Sam Whipple is reading a newspaper with the headlines KOREAN TRUCE NEGOTIATIONS STALLED and LIVING COSTS ZOOM UP. He comments that things are a mess, then turns to the camera and breaks the 4th cardboard wall.
He tells us he is just a regular Joe, other than inventing a time machine. He starts the story off on June 30, 2052 in the New York office of scientist Dr. Jarvis. Jarvis and his hot daughter are hard at work to find a solution to the rising radioactivity that will destroy the world. And since they are working on Sunday, we can conclude 1) the end of the world is imminent, and 2) this is not a government project.
For some reason, it is Jarvis who has to break this news to the people of earth. He addresses the world, “In a few hours, you and I, all our loved ones, the whole earth will be dead.” He tells them that 100 years ago, a scientist named Thorne placed an element into a cyclotron causing a chain reaction. An error in his calculation caused radiation to increase constantly for a century until it was just now noticed, hours before destroying humanity.
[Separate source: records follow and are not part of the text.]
PR #1494, opened 2023-07-20
Update ELASTIC_APM_CLOUD_PROVIDER default value

yang-wei:
if i understand correctly the default value is "auto"
https://github.com/elastic/apm-agent-go/blob/main/utils.go#L179


axw (approved):
Can you please retarget this to main? We make all changes on main, and then merge back to 2.x on release.

axw:
Ah this probably needs to be recreated, there's a bunch of commits that we won't want in there.

yang-wei:
🙏 https://github.com/elastic/apm-agent-go/pull/1495

PR #1495, opened 2023-07-20
update default value of ELASTIC_APM_CLOUD_PROVIDER in doc

yang-wei:
if i understand correctly the default value is "auto"
https://github.com/elastic/apm-agent-go/blob/main/utils.go#L179


axw (approved):
thanks!

PR #1496, opened 2023-07-23
 docs: remove SECURITY.md to fallback to org-wide security policy

kruskall:
Align security policy with other repositories

Mention the public bug bounty program.

UPDATE: after looking into this, it seems other repositories are using the org-wide security policy from the health files repo. Remove the custom SECURITY.md to fallback to that.


axw (approved):
TIL you can do this. Would be good if the CoC were in there too.

PR #1503, opened 2023-08-29
[DOC+] Change example from elastic.com to elastic.co

stefnestor:
Per Elastic docs websites' feedback, changes elastic domain from ".com" to ".co" to match other examples.


axw (approved):
Oops. Thanks @stefnestor!

PR #1515, opened 2023-10-10
build: downgrade gin to 1.8.2

kruskall:


carsonip (approved):

Gh0u1L5:
@kruskall May I ask why are we downgrading the gin module? Do I have to downgrade gin version in my own projects if I rely on apmgin?

PR #1528, opened 2023-10-16
feat: add go workspace

kruskall:
Add support for go workspaces, getting rid of replace directives and making it easier to work with the repository (modern IDE and gopls have native support for workspaces)

### DIFF
--- a/.ci/updatecli.d/update-gherkin-specs.yml
+++ b/.ci/updatecli.d/update-gherkin-specs.yml
@@ -23,7 +23,15 @@ sources:
     transformers:
       - findsubmatch:
           pattern: "[0-9a-f]{40}"
-
+  pull_request:
+    kind: shell
+    dependson:
+      - sha
+    spec:
+      command: gh api /repos/elastic/apm/commits/{{ source "sha" }}/pulls --jq '.[].html_url'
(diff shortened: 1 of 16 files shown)


jamietanna:
I'd recently looked at adding a `go.work` to one of my own projects (https://github.com/deepmap/oapi-codegen) but there was a conversation about a `go.work` not necessarily being something you'd want to commit / distribute.

It's worth confirming this is what we want to do - it looks like we don't pull this as a library by anything else (internally at least) so it's probably safer than the use-case I've previously faced with this.

jamietanna:
I've traced back through the Gopher Slack, and there's a conversation https://gophers.slack.com/archives/C029RQSEE/p1692306223804279 and https://gophers.slack.com/archives/C029RQSEE/p1692373705463089?thread_ts=1692306966.974649&cid=C029RQSEE and see https://gophers.slack.com/archives/C029RQSEE/p1692374072836409 in particular and following messages around whether you should share a `go.work` with consumers of the library.

> Sorry, I might be misunderstanding this but the go-agent is heavily used throughout the organization 😅

You're absolutely right, I'd missed that we've got a nicer module import path, which threw off my searching.

PR #1531, opened 2023-10-25
perf: improve memory usage in apmhttp module

kruskall:
Few performance improvements related to memory usage:

- use simple string concat if there's no loop and we are concatenating a few strings (this is faster)
- use the Header map instead of calling `Set` if the key is a constant value (avoid alloc in canonical conversion)
- replace printf with more specific methods when possible (faster and less memory usage)
- let the runtime handle map realloc and do not prealloc a map with max size (this is wasted memory)

### DIFF
--- a/module/apmhttp/client.go
+++ b/module/apmhttp/client.go
@@ -139,11 +139,11 @@ func (r *roundTripper) RoundTrip(req *http.Request) (*http.Response, error) {
 func SetHeaders(req *http.Request, traceContext apm.TraceContext, propagateLegacyHeader bool) {
 	headerValue := FormatTraceparentHeader(traceContext)
 	if propagateLegacyHeader {
-		req.Header.Set(ElasticTraceparentHeader, headerValue)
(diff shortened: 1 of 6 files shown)


module/apmhttp/client.go
```diff
@@ -139,11 +139,11 @@ func (r *roundTripper) RoundTrip(req *http.Request) (*http.Response, error) {
 func SetHeaders(req *http.Request, traceContext apm.TraceContext, propagateLegacyHeader bool) {
 	headerValue := FormatTraceparentHeader(traceContext)
 	if propagateLegacyHeader {
-		req.Header.Set(ElasticTraceparentHeader, headerValue)
+		req.Header[ElasticTraceparentHeader] = []string{headerValue}
```
lahsivjar, line 142: +1 on the change but out of curiosity, won't they have the same allocs? Probably a bit high CPU cost in case of using `Set` due to canonical conversion of header keys but allocation wise I think they would be same.

lahsivjar (approved):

Jarvis and his daughter Mary are able to observe the past on a TV screen. They actually witness the scientist making the faux pas that doomed the earth. Mary suggests time-traveling back to 1952 to stop this catastrophe, but Jarvis says that is impossible. Only someone from that prehistoric era can affect the past.
Jarvis remembers amusing himself by watching Mr. Whipple on the magic TV. They tune in and catch Whipple working on his time machine. Amazingly, at just that second, Whipple perfects his time-travel vest. Even more amazing, it transports him to the very second Jarvis is watching him. Most amazingestly, it brings him into Jarvis’s living room.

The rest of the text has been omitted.